> [RECORDS FOR THIS EXERCISE]:
━━━━

PR #137, opened 2025-07-11
rulesets/nixpkgs: delete accidentally created protected branches

wolfgangwalther:
These branches had been created with a protected prefix in the past - and thus accidentally became protected. This also meant that no pushes were possible eventually - and thus these branches were quickly abandoned.

This PR intends to add these temporarily to the ruleset as exceptions - to then delete the branches immediately. Thus, this PR doesn't need to actually be merged. Importing the ruleset, deleting the branches, and then reverting the ruleset to its previous state should be enough.

Now that #132 prevents the accidental creation of new cases, we can do this.

### DIFF
--- a/rulesets/nixpkgs/no-delete.json
+++ b/rulesets/nixpkgs/no-delete.json
@@ -7,7 +7,14 @@
   "enforcement": "active",
   "conditions": {
     "ref_name": {
-      "exclude": [],
+      "exclude": [
+        "refs/heads/nixos-test-staging",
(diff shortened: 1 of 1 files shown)


infinisil:
Done as suggested, the branches are now deleted, thank you!

wolfgangwalther:
@infinisil I found one more, which followed an odd naming scheme that didn't match my search: [staging.patchShebangs](https://github.com/NixOS/nixpkgs/tree/staging.patchShebangs)

infinisil:
Done :)

PR #142, opened 2025-07-16
rulesets/nixpkgs: allow reverting r-ryantm branches via UI

wolfgangwalther:
These branches contain a `/` as in `auto-update/re2`. While `**` is supposed to match `/`, the glob syntax is still not easy to get right.

Tested this in my fork, this works for both branches with `/` and without `/`.

Reported by @philiptaron in https://github.com/NixOS/nixpkgs/pull/420319#issuecomment-3079769010.

@infinisil can you fix this?


philiptaron (approved):
Thanks for your attention here @wolfgangwalther. Appreciate you.

infinisil (approved):
Thanks, applied!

━━━━

> [WHAT YOU ARE ASKED TO DO]: From the material above, retype precisely the lines between the line holding "--- a/rulesets/nixpkgs/no-delete.json" and the line holding "PR #142, opened 2025-07-16", inclusive, and nothing beyond them.

> [RESULT FOR THIS EXERCISE]:
--- a/rulesets/nixpkgs/no-delete.json
+++ b/rulesets/nixpkgs/no-delete.json
@@ -7,7 +7,14 @@
   "enforcement": "active",
   "conditions": {
     "ref_name": {
-      "exclude": [],
+      "exclude": [
+        "refs/heads/nixos-test-staging",
(diff shortened: 1 of 1 files shown)


infinisil:
Done as suggested, the branches are now deleted, thank you!

wolfgangwalther:
@infinisil I found one more, which followed an odd naming scheme that didn't match my search: [staging.patchShebangs](https://github.com/NixOS/nixpkgs/tree/staging.patchShebangs)

infinisil:
Done :)

PR #142, opened 2025-07-16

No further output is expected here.